Marcel·lí Antúnez Roca es un ejemplo muy particular en el panorama artístico español. Su obra incorpora tanto el campo visual como el escénico, en iguales proporciones

Nacido en Moià, Bages, en 1959 y licenciado en Bellas Artes en la Universidad de Barcelona, Marcel·lí Antúnez fue uno de los fundadores de La Fura dels Baus, dónde también fue músico, actor y, además, coordinador artístico de espectáculos (Accions, 1984; Suz/o/Suz, 1985; y Tier Monde, 1988).

La destacada presencia que consiguió con La Fura en la esfera internacional, la mantuvo individualmente después de abandonar el colectivo con las performances Epizoo ('94) y Afasia ('98); y las exposiciones "La vida..." ('93) y Epifanía ('99).

Creador de objetos, dibujos y performances, reconocido como uno de los más destacados representantes del arte electrónico español, sus trabajos se distinguen por su singularidad.
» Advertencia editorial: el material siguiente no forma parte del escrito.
PR #1689, opened 2016-09-19
STORM-2099 Introduce new sql external module: storm-sql-redis

HeartSaVioR:
This patch is on top of [STORM-2089](https://issues.apache.org/jira/browse/STORM-2089) (#1682)

I moved JsonScheme and JsonSerializer to storm-sql-runtime since it's used from storm-sql-kafka and storm-sql-redis. In result, additional dependency (jackson-databind) for storm-sql-runtime is introduced.

Below is the example of defining Redis table:

```
CREATE EXTERNAL TABLE LARGE_ORDERS (ID INT PRIMARY KEY, TOTAL INT) LOCATION 'redis://localhost:7379' TBLPROPERTIES '{"data.type": "STRING", "data.additional.key": "addkey", "redis.timeout": "3000", "use.redis.cluster": "true"}'
```

LOCATION can be set to `redis://:[password]@[host]:[port]/[dbIdx]`.
Default mode is JedisPool (for single Redis). If you want to enable cluster mode you need to specify option "use.redis.cluster" to "true".

In cluster mode password and dbIdx is ignored. DB index is not valid for Cluster mode, but recently password for Cluster mode of Redis becomes valid. 
This will be addressed from storm-redis and addressed to storm-sql-redis later.

Please note that Redis(Cluster)State only supports STRING and HASH since State stores key and value.

### DIFF
--- a/external/sql/pom.xml
+++ b/external/sql/pom.xml
@@ -40,5 +40,6 @@
         <module>storm-sql-core</module>
         <module>storm-sql-runtime</module>
         <module>storm-sql-external/storm-sql-kafka</module>
+        <module>storm-sql-external/storm-sql-redis</module>
     </modules>
 </project>
--- a/external/sql/storm-sql-external/storm-sql-redis/pom.xml
+++ b/external/sql/storm-sql-external/storm-sql-redis/pom.xml
@@ -1,0 +1,80 @@
+<?xml version="1.0" encoding="UTF-8"?>
+<!--
+ Licensed to the Apache Software Foundation (ASF) under one or more
+ contributor license agreements.  See the NOTICE file distributed with
+ this work for additional information regarding copyright ownership.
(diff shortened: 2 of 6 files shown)


HeartSaVioR:
In order to add Redis as data source for SQL, I added two artifacts to --artifacts parameter.

- org.apache.storm:storm-sql-redis:2.0.0-SNAPSHOT
- org.apache.storm:storm-redis:2.0.0-SNAPSHOT

Might be better to have a separate document for explaining the data sources for SQL.

HeartSaVioR:
There're some compile issues from test side. I'll handle it.

HeartSaVioR:
Build for '!storm-core' passed.

HeartSaVioR:
Rebased to reflect merged STORM-2089.

harshach:
+1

Hasta la fecha su obra se ha presentado en diversos museos, teatros y festivales de Europa, Japón, Australia, EEUU y América Latina.

En la primavera de 1979 Marcel·lí formó junto a Carlos Padrissa y Pere Tantiñá el grupo La Fura dels Baus. Participaron también en la creación Teresa Puig y Quico Palomar. En el verano del mismo año, el colectivo compró una mula y un carro y emprendió una gira por diversos pueblos de Cataluña. Tras un pasacalle por la villa, la obra era presentada en la plaza del pueblo. La carreta convenientemente preparada se convertía en escenario y la trouppe representaba una alegoría en cinco actos titulada "Vida i miracles del pagés Tarino i la seva dona la Teresina". Una vez finalizada la representación se rifaba una botella de champán o un conejo para recaudar fondos y proseguir la gira. Este evento marcó profundamente al colectivo que decidió continuar su actividad creativa como grupo de teatro.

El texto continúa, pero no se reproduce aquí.